PR #5155, opened 2024-01-28
Refactor tests to be feature flag bit-width agnostic

atlv24:
**Connections**
Others in this series: #5154

**Description**
Refactor tests to be feature flag bit-width agnostic. This is to make it possible to easily change Features from u64 to u128 in the future. This will be needed because we are out of feature flag space to add new ones.

**Testing**
This only affects existing tests, and the tests still pass.

**Checklist**

- [x] Run `cargo fmt`.


cwfitzgerald (approved):
Nice, we've needed this for a while!

PR #5156, opened 2024-01-29
Fix the validation for vertex limits for regular render passes

nical:
**Connections**

Similar to #5144 but for regular render passes instead of bundles.

**Description**

The previous validation:
- was skipped when the vertex stride was 0,
- did not take the "last stride" (size of the last vertex) into account.

This test fixes both problems while (unlike #5144) staying in the spirit of how the validation was implemented (presumably for performance reasons) instead of sticking to how it is described in the specification.

**Testing**

Covered by the CTS.

**Checklist**

- [x] Run `cargo fmt`.
- [x] Run `cargo clippy`.


teoxoy (approved):
Good stuff!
══════════
* **The task**: Where the string "instead" occurs in a line of the listing, copy the line.

* **Result below**:
Similar to #5144 but for regular render passes instead of bundles.
This test fixes both problems while (unlike #5144) staying in the spirit of how the validation was implemented (presumably for performance reasons) instead of sticking to how it is described in the specification.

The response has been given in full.